De pechstrook

De geblondeerde zomer, of wat daarvoor moet doorgaan, tiert op dit moment niet uitgesproken welig. Desalniettemin vangt vanavond ook in de Vlaamse kustprovincie de bouwvakvakantie aan, hetgeen vanzelfsprekend met allerhande feestelijkheden gepaard gaat, die vooral in kroegen en cafés zullen plaatsgrijpen.

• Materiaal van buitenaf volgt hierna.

PR #1412, opened 2018-12-07
Fix bug that prevents setting a local string/int option from the py-side if module != current_module

fevangelista:
## Description
Small bug fix that prevents adding local options to a module. This error shows only for `string` and `int` type options, but I potentially also in `array` and `python` data types. This PR addresses all four cases.

## Todos
- [x] Fix option reading bug

## Questions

Bij de groenteboer verkondigde Karin, die haar leven met een metselaar deelt, dat ze op zondagmorgen naar de Dolle Mieten wilden vertrekken, maar vanavond nog eerst een barbecue zouden aanrichten. Mijn neusvleugels sidderden van afgrijzen, want ik heb zo’n levendige fantasie dat ik reeds de walmen van houtskool en carboniserende stukken lijk kon opsnuiven.
─”’t Hoat pertank stront met akstjes reehn’n”, zei iemand die het West-Vlaams beheerste, maar niet bepaald over een charmante babbel beschikte, want ‘het zal nochtans stront met haakjes regenen’ kan men bezwaarlijk beschaafd taalgebruik noemen.
Allen daar aanwezig spanden zich in om niets te laten blijken van leedvermaak over een verregende barbecue. Karin liet zich niets aan de weersvoorspellingen gelegen liggen. Ze deed haar inkopen en vertrok.

Nauwelijks een minuut later hoorden we een onheilspellende klap, gevolgd door het gekrijs van scheurend metaal en het gegiechel van brekend glas. Toen Karin een plaatsje op het asfalt wilde veroveren, had ze door al haar beslommeringen even niet opgelet en dientengevolge een formidabele klapper gemaakt. Ze was daar absoluut niet mee opgezet.

We hadden haar misschien toch even moeten waarschuwen dat het vandaag vrijdag de dertiende is en dat ze derhalve beter wat op haar hoede kon zijn voor gebeurlijke ongevallen. Er komt immers nooit iets heuglijks van die vermaledijde datum.